Tuesday, August 16, 2016

Come Fellowship With Us

Brothers, sisters, join us in the light. Our hearts are open. Our doors are open. Thursday’s potluck begins at six o’clock, well, five-thirty if you have something for the steam trays. You can use the side entrance and head straight to the kitchen. Linda will be there. She’ll tell you what to do. As usual.

We’ll need volunteers to help with the folding tables and chairs.

Come fellowship with us.

Brian just came back from Togo and he’ll put on a little presentation about the children he saw, the wretchedness. Your contributions go a long way toward bringing the eternal light of the Redeemer to the darkest places in Creation. They buy mosquito nets. Lentils.

There’s a sing-along every night at eight. Join hands with us in fellowship in the light and love of the Lord.

I understand our Couples Perseverance Circle is becoming quite popular. Tuesdays at seven. What? What’s that Linda? Oh, seven-thirty. OK. You don’t have to— You don’t have to corr— Now come on. You don’t have to correct me in that tone. No, no, no. I know. Seven-thirty, not seven. I know we wouldn’t want our brothers and sisters to be misin— Now come on, now. It’s just your tone, Linda. Please don’t correct me in that tone of voice.

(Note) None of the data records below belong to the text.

PR #2677, opened 2019-04-19
Sort output of RETURNING

onderkalaci:
The feature is only intended for getting consistent outputs for the regression tests. So, do not consider this as a user-facing feature.

RETURNING does not have any ordering gurantees and with unified executor (#2665), the ordering
of query executions on the shards are also becoming unpredictable. Thus, we're enforcing
ordering when a GUC is set.

We implicitly add an `ORDER BY` something equivalent of
```SQL
RETURNING expr1, expr2, .. ,exprN
ORDER BY expr1, expr2, .. ,exprN
```


src/backend/distributed/shared_library_init.c
```diff
@@ -679,6 +679,20 @@ RegisterCitusConfigVariables(void)
...
+		"citus.sort_returning",
+		gettext_noop("Sorts the RETURNING clause to get consistent test output"),
+		gettext_noop("This feature is not intended for users. It is developed "
+					 "to get consistent regression test outputs. When enabled, "
+					 "the RETURNING clause returns the tuples sorted. The sort "
+					 "is done for all the entries, starting from the first one."
+					 "Finally, the sorting is done in ASC order."),
+		&SortReturning,
+		false,
+		PGC_SUSET,
```
onderkalaci: @marcoslot I'm curious what you think about `PGC_SUSET ` for this setting. Given that the code is not efficient, I'd suggest to keep it super-user only guc for not.

onderkalaci:
> RETURNING does not have any ordering gurantees and with unified executor (#2665), the ordering
of query executions on the shards are also becoming unpredictable

Once we merge it to the master, I'll simple open another PR against `unified_executor` and call this function.

src/backend/distributed/shared_library_init.c
onderkalaci: > @marcoslot I'm curious what you think about PGC_SUSET for this setting. Given that the code is not efficient, I'd suggest to keep it super-user only guc for not.

I'm planning to merge this as-is for now. We can always revisit the decision.

onderkalaci: > I'm planning to merge this as-is for now. We can always revisit the decision.

Ah, sorry @pykello hasn't approved this yet 😄 So, I'm not merging now.

pykello: Looks ok.

> > I'm planning to merge this as-is for now. We can always revisit the decision.
> 
> Ah, sorry @pykello hasn't approved this yet smile So, I'm not merging now.

Looks ok, with some minor comments. Doing another pass for more minor feedback.

src/backend/distributed/executor/multi_router_executor.c
```diff
@@ -603,6 +614,122 @@ RouterModifyExecScan(CustomScanState *node)
...
+	Oid *collations = (Oid *) palloc(numberOfSortKeys * sizeof(Oid));
+	bool *nullsFirst = (bool *) palloc(numberOfSortKeys * sizeof(bool));
+
+	ListCell *targetCell = NULL;
+	int sortKeyIndex = 0;
+
+	Tuplesortstate *tuplesortstate = NULL;
+
+	/*
+	 * Itereate on the returning target list and generate the necessary information
```
pykello: `Itereate` -> `Iterate`.

src/backend/distributed/executor/multi_router_executor.c
```diff
@@ -603,6 +614,122 @@ RouterModifyExecScan(CustomScanState *node)
...
+		TargetEntry *returningEntry = (TargetEntry *) lfirst(targetCell);
+		Oid sortop = 0;
+		Oid eqop;
+		bool hashable;
+
+		/* determine the eqop and optional sortop */
+		get_sort_group_operators(exprType((Node *) returningEntry->expr),
+								 true, false, false,
+								 &sortop, &eqop, NULL,
+								 &hashable);
```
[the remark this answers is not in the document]
pykello: We can pass `NULL` if we are not using `hashable`.

src/backend/distributed/executor/multi_router_executor.c
```diff
@@ -603,6 +614,122 @@ RouterModifyExecScan(CustomScanState *node)
...
+	Tuplesortstate *tuplesortstate = NULL;
+
+	/*
+	 * Itereate on the returning target list and generate the necessary information
+	 * for sorting the tuples.
+	 */
+	foreach(targetCell, targetList)
+	{
+		TargetEntry *returningEntry = (TargetEntry *) lfirst(targetCell);
+		Oid sortop = 0;
```
pykello: `0` -> `InvalidOid`.

src/backend/distributed/shared_library_init.c
pykello: done with the review :smile:.

src/backend/distributed/executor/multi_router_executor.c
```diff
@@ -603,6 +614,122 @@ RouterModifyExecScan(CustomScanState *node)
...
+		/* determine the eqop and optional sortop */
+		get_sort_group_operators(exprType((Node *) returningEntry->expr),
+								 true, false, false,
+								 &sortop, &eqop, NULL,
+								 &hashable);
+
+		sortColIdx[sortKeyIndex] = sortKeyIndex + 1;
+		sortOperators[sortKeyIndex] = sortop;
+		collations[sortKeyIndex] = exprCollation((Node *) returningEntry->expr);
+		nullsFirst[sortKeyIndex] = false;
```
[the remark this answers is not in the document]
onderkalaci: Hmm, I think we cannot have resjunk entries with `RETURNING`. Still, I don't see any meaningful reason to call `ExecCleanTargetListLength ()`. That's probably a copy & paste error. Fixing it.

src/backend/distributed/executor/multi_router_executor.c
```diff
@@ -603,6 +614,122 @@ RouterModifyExecScan(CustomScanState *node)
...
+
+		if (TupIsNull(slot))
+		{
+			break;
+		}
+
+		newSlot = MakeSingleTupleTableSlot(tupleDescriptor);
+		ExecCopySlot(newSlot, slot);
+
+		tuplesort_puttupleslot(tuplesortstate, newSlot);
```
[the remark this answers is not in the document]
onderkalaci: Makes sense for both here and the below loop.

onderkalaci:
> As described in the code comments as well, this is probably not the most
performant approach we could implement

Thanks to @pykello's comment's, that's not the case anymore. I update the code comments and removing it from the PR description.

Come in the spirit of fellowship and lay your burden down. Why just last week the Robertsons shared something quite remarkable with the group. I don’t think I’m speaking out of school when I declare that they have reaffirmed their commitment to each other in Christ. Remember some of the interesting scripture they quoted? May all your pain be pleasure; may your bondage set you free. I was intrigued by that. It’s been a long road, and yea the road be curvy. It’s a tall mountain, and verily it be steep. But anywhere a man plants his flag be his... home? Something like that. Can I get an amen? What was it, 1 Corinthians? Not sure about chapter and verse. What Linda? What now? Galatians? Linda thinks it’s Galatians. I’m not so sure, but— Honey? Honey, please don’t interrupt me during the writing of the newsletter, it’s one of the few goddamned moments of peace I get in this—

Forgive me.

Not you Linda, them. Forgive me, dear brothers and sisters in Jesus. No— Uh— What?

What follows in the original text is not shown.